Apostle of Maui
- Born: ca. 1815 Maui, Hawaii, United States
- Died: 1846 Maui, Hawaii, United States

= Helio Koaʻeloa =

Helio Koaʻeloa (c. 1815 – 1846), was a Hawaiian Catholic lay missionary called the "Apostle of Maui" for converting about 4,000 natives to the Catholic faith. Landmarks and memorials were dedicated to him at Maui. A cross (called Hâna cross) was erected in Wailua valley in his memory in 1931.

== Biography ==
Koaʻeloa was born in 1815 on Wailua Valley, Maui, Hawaii. He was living in Hāna when he first heard about the Catholic Faith. He paddled a canoe to Honolulu to be personally instructed in the faith and to join the church. Then he returned to Maui and converted over 4,000 people for the Catholic Mission.

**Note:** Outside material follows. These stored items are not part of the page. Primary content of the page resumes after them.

PR #1727, opened 2024-10-01
fix: Fix handling for multiple Daemonset nodeAffinity selectorTerms

jonathan-innis:
Fixes https://github.com/kubernetes-sigs/karpenter/issues/1337

**Description**

This change ensures that we consider _all_ nodeAffinity terms when determining if the DS is going to schedule to the node.

`make presubmit`

### DIFF
--- a/pkg/controllers/provisioning/scheduling/preferences.go
+++ b/pkg/controllers/provisioning/scheduling/preferences.go
@@ -36,7 +36,6 @@ type Preferences struct {
 }
 
 func (p *Preferences) Relax(ctx context.Context, pod *v1.Pod) bool {
-	ctx = log.IntoContext(ctx, log.FromContext(ctx).WithValues("Pod", klog.KRef(pod.Namespace, pod.Name)))
 	relaxations := []func(*v1.Pod) *string{
 		p.removeRequiredNodeAffinityTerm,
 		p.removePreferredPodAffinityTerm,
@@ -50,7 +49,7 @@ func (p *Preferences) Relax(ctx context.Context, pod *v1.Pod) bool {
 
 	for _, relaxFunc := range relaxations {
 		if reason := relaxFunc(pod); reason != nil {
-			log.FromContext(ctx).V(1).Info(fmt.Sprintf("relaxing soft constraints for pod since it previously failed to schedule, %s", lo.FromPtr(reason)))
+			log.FromContext(ctx).WithValues("Pod", klog.KRef(pod.Namespace, pod.Name)).V(1).Info(fmt.Sprintf("relaxing soft constraints for pod since it previously failed to schedule, %s", lo.FromPtr(reason)))
 			return true
 		}
 	}
--- a/pkg/controllers/provisioning/scheduling/scheduler.go
+++ b/pkg/controllers/provisioning/scheduling/scheduler.go
@@ -352,23 +352,33 @@ func (s *Scheduler) calculateExistingNodeClaims(stateNodes []*state.StateNode, d
 	})
 }
 
+// getDaemonOverhead determines the overhead for each NodeClaimTemplate required for daemons to schedule for any node provisioned by the NodeClaimTemplate
 func getDaemonOverhead(nodeClaimTemplates []*NodeClaimTemplate, daemonSetPods []*corev1.Pod) map[*NodeClaimTemplate]corev1.ResourceList {
-	overhead := map[*NodeClaimTemplate]corev1.ResourceList{}
+	return lo.SliceToMap(nodeClaimTemplates, func(nct *NodeClaimTemplate) (*NodeClaimTemplate, corev1.ResourceList) {
+		return nct, resources.RequestsForPods(lo.Filter(daemonSetPods, func(p *corev1.Pod, _ int) bool { return isDaemonPodCompatible(nct, p) })...)
+	})
+}
 
-	for _, nodeClaimTemplate := range nodeClaimTemplates {
-		var daemons []*corev1.Pod
-		for _, p := range daemonSetPods {
-			if err := scheduling.Taints(nodeClaimTemplate.Spec.Taints).Tolerates(p); err != nil {
-				continue
-			}
-			if err := nodeClaimTemplate.Requirements.Compatible(scheduling.NewPodRequirements(p), scheduling.AllowUndefinedWellKnownLabels); err != nil {
-				continue
-			}
-			daemons = append(daemons, p)
-		}
-		overhead[nodeClaimTemplate] = resources.RequestsForPods(daemons...)
+// isDaemonPodCompatible determines if the daemon pod is compatible with the NodeClaimTemplate for daemon scheduling
+func isDaemonPodCompatible(nodeClaimTemplate *NodeClaimTemplate, pod *corev1.Pod) bool {
+	preferences := &Preferences{}
+	// Add a toleration for PreferNoSchedule since a daemon pod shouldn't respect the preference
+	_ = preferences.toleratePreferNoScheduleTaints(pod)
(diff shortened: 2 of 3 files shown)


pkg/controllers/provisioning/scheduling/preferences.go
```diff
@@ -36,28 +36,27 @@ type Preferences struct {
...
-			log.FromContext(ctx).V(1).Info(fmt.Sprintf("relaxing soft constraints for pod since it previously failed to schedule, %s", lo.FromPtr(reason)))
+			log.FromContext(ctx).WithValues("Pod", klog.KRef(pod.Namespace, pod.Name)).V(1).Info(fmt.Sprintf("relaxing soft constraints for pod since it previously failed to schedule, %s", lo.FromPtr(reason)))
 			return true
 		}
 	}
 	return false
 }
 
-func (p *Preferences) removePreferredNodeAffinityTerm(pod *v1.Pod) *string {
+func (p *Preferences) RemovePreferredNodeAffinityTerm(pod *v1.Pod) *string {
```
jwcesign, line 59: Why export all these functions?

Raj-Popat:
Hey @jonathan-innis  any update on the following PR we are really waiting for this fix to land so we can use karpenter on our clusters currently this is a huge blocked for us

david-dumke:
Would love to see this get merged as well @jonathan-innis.

pkg/controllers/provisioning/scheduling/preferences.go
jonathan-innis: Good call -- made the update so that these aren't exported anymore. Forgot that everything here is happening in the same package

jonathan-innis:
Hey folks -- had dropped this in favor of other things but I'm back on it now and we should have something that gets merged in relatively soon I hope 🎉

pkg/controllers/provisioning/suite_test.go
```diff
@@ -923,22 +932,153 @@ var _ = Describe("Provisioning", func() {
 							Values:   []string{"node-name"},
 						},
 					},
-					ResourceRequirements: corev1.ResourceRequirements{Requests: corev1.ResourceList{corev1.ResourceCPU: resource.MustParse("4"), corev1.ResourceMemory: resource.MustParse("4Gi")}},
+					ResourceRequirements: corev1.ResourceRequirements{Requests: corev1.ResourceList{corev1.ResourceCPU: resource.MustParse("1"), corev1.ResourceMemory: resource.MustParse("1Gi")}},
```
jmdeal, line 935: Why do the resource requirements not meet the DS here? Is this intentional?

pkg/controllers/provisioning/suite_test.go
```diff
@@ -857,26 +874,18 @@ var _ = Describe("Provisioning", func() {
...
+			// We have multiple instance types that we can launch, one with 2Gi and one with 4Gi
+			// If we launch with 2Gi, this means the Daemon pod was respected
+			// If we launch with 4Gi, this means the Daemon pod was respected
 			allocatable := instanceTypeMap[node.Labels[corev1.LabelInstanceTypeStable]].Capacity
 			Expect(*allocatable.Cpu()).To(Equal(resource.MustParse("4")))
 			Expect(*allocatable.Memory()).To(Equal(resource.MustParse("4Gi")))
 		})
-		It("should account for daemonset spec affinity", func() {
+		It("should remove daemonset node hostname affinity when considering daemonset schedulability", func() {
+			// We make two NodePools: one that can't schedule the DaemonSet due to no matching
```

At the time Catholics experienced discrimination at the hands of the Protestant majority. The Catholics in Wailuku were ordered by the government to build a Protestant church but they refused. Instead, they consented to fix the roads.

His boundless enthusiasm for the promotion of the Catholic faith earned him the title "Apostle of Maui". Before the Catholic Mission was properly established in Maui, Koaʻeloa died in 1848 and was buried in Wailua, the valley of his birth.